__EXERCISE__
The lines to reproduce from the material below are those from the one containing "keeps recursing over" through the one containing "negative controls, and", both included; write them out exactly and add nothing.

__DATA SHOWN__
PR #3142, opened 2026-09-18
fix(jq): require A // B's left to be raise-and-empty-free, not merely raise-free

### LINKED ISSUE #3129: jq: `A // B` counts as an identity passthrough when `A` yields nothing — a fresh right-side value is certified by value and written through
**Severity: High** (a fabricated path in the write direction: `del()`/`=` modify a node jq refuses to touch)

## Summary

`is_identity_passthrough` (`src/jq/eval.rs`) admits `A // B` on the strength of `A` alone, reasoning
that `B` only runs when `A` is null/false (where the value rule is harmless) or when `A` raises
(which `//` propagates). It misses the third case: `//` also runs `B` when `A` yields **nothing**.
An `if` inside `A` passes the passthrough grammar (both arms `.`) but its condition is
unconstrained, so `if empty then . else . end` yields zero outputs, `B` runs on a live register,
and `B`'s value — a fresh literal, or anything at all — is bound as an `Origin::Snapshot` marker.
`Frame::certifies` then admits it by value equality wherever an equal-valued node sits.

Found by the second `/code-review` pass on PR #3118 (the superseded twin of #3121), first as the
positional variant (`SnapshotAt` composing through `getpath`), then traced back: it reproduces
byte-for-byte on the pre-#2978 baseline (`b0e648611`), so it is #844's original `//` arm, not
#2978's.

## Repro

`/usr/bin/jq` 1.7.1 vs `main` `40e86d32f` (identical on `b0e648611`), input `{"a":{"k":{"b":1}}}`:

```console
$ jq -c         'del(.a | ((if empty then . else . end) // {"b":1}) as $x | .k | $x | .b)'
jq: error (at <stdin>:0): Invalid path expression near attempt to access element "b" of {"b":1}
$ succinctly jq -c 'del(.a | ((if empty then . else . end) // {"b":1}) as $x | .k | $x | .b)'
{"a":{"k":{}}}

$ jq -c         '.a | ((if empty then . else . end) // {"b":1}) as $x | .k | ($x.b) = 9'
jq: error (at <stdin>:0): Invalid path expression near attempt to access element "b" of {"b":1}
$ succinctly jq -c '.a | ((if empty then . else . end) // {"b":1}) as $x | .k | ($x.b) = 9'
{"b":9}

$ jq -c         'path(.a | ((if empty then . else . end) // {"b":1}) as $x | .k | $x | .b)'
jq: error ...
$ succinctly jq -c 'path(.a | ((if empty then . else . end) // {"b":1}) as $x | .k | $x | .b)'
["a","k","b"]
```

The positional twin on `main` (post-#3121), input `{"a":{"b":{"c":1}},"b":{"c":1}}`:

```console
$ jq -c         'del(. as $p | .a | ((if empty then . else . end) // $p) as $x | .b | $x | getpath(["b"]) | .c)'
jq: error (at <stdin>:1): Invalid path expression near attempt to access element "c" of {"c":1}
$ succinctly jq -c 'del(. as $p | .a | ((if empty then . else . end) // $p) as $x | .b | $x | getpath(["b"]) | .c)'
{"a":{"b":{}},"b":{"c":1}}
```

Same via `if (error("x")?) then . else . end` on the left. Controls that must keep agreeing:
`(. // 1) as $x` (P13 in #2978's matrix, `["a","b"]`), `((if true then . else . end) // 1)` is
currently accepted and would become refuse-only under the fix below — jq answers it, and that
is the safe direction.

## Root cause

`src/jq/eval.rs`, `is_identity_passthrough`'s `Expr::Alternative(left, _)` arm delegates to
`is_identity_passthrough(left)`, which admits an `If`. The doc comment on the arm states the raise
case is covered because `//` propagates errors (true) and concludes "an `if` on the left is fine
here" — the empty case is not considered. `identity_bind_position` (#2978/#3121) inherits the
same gap for the position it mints, since it recurses over the same grammar.

## Why this is separate from #2978 / #3121

#2978 was about giving an identity bind a *position*; this is the value-rule certification
(#844's `Origin::Snapshot`) admitting a value that is not `.` at all. It reproduces on the
pre-#2978 binary. #3121's review fix (`is_raise_free_identity_passthrough`) closed the `try`
direction and the `try`-then-`//` chain, but left a bare `if` on `//`'s left admitted.

## Suggested fix direction

- Make the `Alternative` arm require a left side that **yields `.` exactly once** — the same
  set `is_raise_free_identity_passthrough` already describes (`.`, a marker, a `try` of one),
  since that grammar excludes `if` (the only member that can yield zero outputs or raise).
  Concretely: `Expr::Alternative(left, _) => is_raise_free_identity_passthrough(left)`, and
  rename/document the helper as "yields exactly once" rather than "raise-free", since both
  properties are what `try` and `//` each need.
- `identity_bind_position`'s `Alternative` arm follows automatically if it keeps recursing over
  `is_identity_passthrough`'s grammar; check it does.
- Pin the three repros above (read, `del`, `=`) plus the positional twin as must-refuse rows in
  `scripts/jq-bind-origin-oracle-sweep.sh` and in the `#844`/`#2978` unit negative controls, and
  add `(((if empty then . else . end) // $v) as $w | $w | getpath(["a"]) | .b?)` to the fuzz
  `USES` pool (PR #3118's branch `issue-2978-identity-passthrough-bind-position` has all of these
  written, commit `468799f82`).

Refs #844, #2978, #3121, #3118.

newhoggy:
## Summary

`is_identity_passthrough`'s `Expr::Alternative(left, _)` arm admitted any `A` in
`A // B` that itself passed the wider identity-passthrough grammar, including an
`if`. But `//` runs `B` whenever `A` yields **nothing**, not only when `A` raises,
and an `if`'s condition is arbitrary enough to yield nothing on its own
(`if empty then . else . end`). `B`'s value was then certified as
`Origin::Snapshot` and written through wherever an equal-valued node existed —
`del()`/`=` fabricated a path jq refuses to touch.

Fix: require `A` to satisfy `is_raise_free_identity_passthrough` (the same
raise-and-empty-free grammar a `try` body already needs), not the wider
`is_identity_passthrough` grammar. `identity_bind_position`'s own `Alternative`
arm needs no change — it's only ever consulted once `is_identity_passthrough`
already holds for the bind source, so it's inert on shapes the narrower gate now
excludes.

Accepted, deliberate cost: `((if true then . else . end) // 1)` becomes
refuse-only under the fix even though jq itself would answer it — the safe
direction per this codebase's divergence rule, matching how a `try` body with an
`if` inside it already behaves (#2978).

## Test plan

- [x] `cargo fmt --check`
- [x] New regression test (`test_alternative_left_empty_if_is_not_an_identity_passthrough_3129`) pins all four repro forms from the issue (`path`/`del`/`=`, plus the positional twin) against `/usr/bin/jq` 1.7.1's own refusal message, and a control (`(. // 1) as $x` on a truthy `.`) confirming the base `A // B` rule is unchanged
- [x] Updated the pre-existing predicate table (`(if true then . else . end) // 1` flips `true` → `false`), verified live against jq 1.7.1 that jq still answers there while succinctly is now refuse-only (accepted per the issue)
- [x] `cargo llvm-cov` + `omni-dev coverage diff`: 100% patch coverage (24/24 new lines)
- [x] End-to-end verified against pinned oracle: `del(.a | ((if empty then . else . end) // {"b":1}) as $x | .k | $x | .b)` on `{"a":{"k":{"b":1}}}` now matches jq's refusal exactly, where it previously silently wrote `{"a":{"k":{}}}`

Fixes #3129.


newhoggy:
Ran \`/code-review\` (standard effort) on the initial commit. Fixed all 4 confirmed findings in a follow-up commit:

- **Structural risk**: \`identity_bind_position\`'s own \`position()\` closure had drifted wider than \`is_identity_passthrough\`'s grammar (its \`If\`/\`Alternative\` arms carry no raise/empty gate), safe only via a comment-documented invariant at a call site (\`substitute_bound_var_at\`) three functions away — a future edit trusting \`identity_at\` directly could silently reopen this exact hole. Gated \`identity_bind_position\` itself by \`is_identity_passthrough(source)\` at its own single choke point, matching its own doc's "mirrors `getpath_result_position`'s single choke point" framing.
- **Test duplication** (2 findings): the new regression test duplicated the doc/message fixture and \`query!\`-loop shape of two existing, table-driven tests instead of extending them. Folded its rows into \`test_raising_try_body_is_not_an_identity_passthrough_2978\` (main repro rows + control) and \`test_identity_bind_position_traps_keep_refusing_2978\` (positional twin), dropped the now-redundant standalone test.
- **Redundant comment**: trimmed an inline match-arm comment restating the same mechanism a third time.

One review pass (a subagent finding that arrived after the main synthesis) additionally raised a plausible-sounding deeper concern: that \`is_raise_free_identity_passthrough\`'s own \`Alternative\` arm (\`Expr::Alternative(left, _) => is_raise_free_identity_passthrough(left)\`) ignores its right operand, so a \`try (A // B) catch C\`-shaped body could theoretically let an unconstrained \`B\`/\`C\` through as "raise-free" whenever \`A\` is falsy. I spent real effort trying to construct a live divergence from \`/usr/bin/jq\` 1.7.1 for this (several structural variants, including one needing a \`$root\`-rebind to route around jq's own body-continues-from-pre-`as`-register semantics) and could not reproduce one — every construction I tried refuses identically in both jq and succinctly, jq losing its own path-tracking at the same structural point. Filing this as a separate follow-up for further investigation rather than blocking this PR on an unconfirmed claim; will link it here once filed.

All local checks green: full test suite, clippy (both feature sets), fmt, 100% patch coverage (\`omni-dev coverage diff\`), and the original repro re-verified end-to-end against the pinned oracle after the refactor.

newhoggy:
Filed #3143 for the deeper, unconfirmed `is_raise_free_identity_passthrough` concern mentioned above.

__EXPECTED ANSWER__
- `identity_bind_position`'s `Alternative` arm follows automatically if it keeps recursing over
  `is_identity_passthrough`'s grammar; check it does.
- Pin the three repros above (read, `del`, `=`) plus the positional twin as must-refuse rows in
  `scripts/jq-bind-origin-oracle-sweep.sh` and in the `#844`/`#2978` unit negative controls, and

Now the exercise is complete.